In einer abgewickelten Minensidlung in der chilenischen Wüste stemmt sich ein völlig durchgedrehter Haufen von Fußballfans gegen das Ende seines Clubs und seines Dorfes. Mit Charme und Einfallsreichtum, aber völlig chancenlos bereiten sie sich auf das letzte Spiel gegen die weit überlegene Mannschaft des rivalisierenden Hauptortes vor, die alles hat: die Sponsoren, die Trikots, die Stars und das Wohlwollen der Obrigkeit. Was den Männern und Frauen Hoffnung macht - oder besser wer, ist ein Ballkünstler, der eines Tages ins Dorf kommt. In sengender Mittagshitze zaubert er trickreich und mit atemberaubender Eleganz auf dem Dorfplatz mit dem Ball, dass allen die Spucke wegbleibt. Eine Delegation der Einwohner will ihn zum Bleiben bewegen. Er wird umworben, umschmeichelt, erpresst, geliebt und gehasst, weil er sich so fürchterlich ziert. Bis sich am Ende herausstellt, dass er an einer monströsen Behinderung leidet, die ihn völlig unfähig macht, ein echtes Fußballpiel durchzustehen. Trotzdem wird er zum Helden, denn er lässt sich einwechseln und stirbt auf dem Platz. Kurz vor dem Elfmeterpunkt foult ihn ein Typ, der eher wie ein Preisboxer beschrieben wird und weniger wie ein Fußballer. Was solls: Helden sind tote Träumer. Und der hier stirbt auch erst ganz am Schluss. Bis dahin träumt ein Dorf einen herrlichen, wunderbaren und ganz unmöglichen Traum. Ein bezauberndes Buch über die Macht der Wünsche und die Magie der Illusionen ist dem chilenischen Autor da gelungen. Auch ein Buch über Fußball natürlich, aber vor allem Fußball als Spiel des Lebens schlechthin.

Ivana Bodrozic: "Hotel Nirgendwo", Roman, Zsolnay Verlag bei Hanser, Wien/München, 221 Seiten, 18,90  €. Deutsch von Marica Bodrozic


Ein neunjähriges Mädchen fährt mit ihrem älteren Bruder und der Mutter im Sommer 1991 ans Meer. Doch aus den Ferien wird eine Flucht, denn in der Heimatstadt Vucovar ist der Krieg ausgebrochen und der Vater verschollen.Vom winzigen Zimmer in einem Flüchtlingslager aus versuchen Mutter und Tochter ihr Leben neu zu organisieren, den Mann und Vater zu finden, eine Wohnung zu bekommen, eine anstönsikge Arbeit zu finden und die Schule abzuschließen, also wieder Boden unter die Füße zu bekommen.

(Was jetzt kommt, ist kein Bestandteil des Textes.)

PR #4037, opened 2019-07-19
Issue 4022: Fix Controller gRPC list streams operation to return authorized streams

### LINKED ISSUE #4022: Controller gRPC 'list streams in scope' operation does not list authorized streams
**Problem description**
When auth is enabled, invoking the list streams operation of the Controller gRPC API returns an empty list even if the user is authorized to list the streams in the scope and has access to each of the streams in the scope. 

Note the following:
1. The Controller REST API lists streams properly. This issue is limited to the gRPC API of the controller. 
2. This issue does not occur if auth is disabled. 
3. This issue occurs even if the user has admin privileges (resource: `*`, permission: `READ_UPDATE`)
4. [PR 3941](https://github.com/pravega/pravega/pull/3941) fixed a related issue of improper auth resource string construction and was verified using tests that directly exercised the Controller gRPC API implementation on the server side. This issue remains and was reproduced when invoking the API via the client. 

**Problem location**
`io.pravega.controller.server.rpc.grpc.v1.ControllerServiceImpl.listStreamsInScope(...)`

Das Mädchen kommt in die Pubertät und schließt Freundschaften - vom ersten Discobesuch bis zum ersten Rausch und dem ersten Kuss das Übliche, aber in unüblicher Umgebung. "Hotel nirgendwo" ist ein Ort im gesellschaftlichen Nirwana, der Roman ein literarisches Dokument der Selbstbehauptung, aber voll Witz und ohne jede Sentimentalität. Der ungebrochene Stolz der permanent Bittbriefe ans Wohnugsamt und an den Präsidenten schreibenden Mutter, die wachsende Wut des Buders, das Auf- und Ab im Gefühlsleben der Ich-Erzählerin, das alles kommt mit großer Glaubwürdigjkeit daher. Zugleich schlägt das Buch Töne mit einer Leichtigkeit an, die man wohl braucht, um so eine Geschichte überhaupt erzählen zu können. Entdeckt und übersetzt hat dieses Debüt die Lyrikerin und Erzählerin Marica Bodrozic, die in Berlin lebt und nie den Kontakt zu ihrer Heimatstadt Svib unweit von Split in Kroatien abgebrochen hat.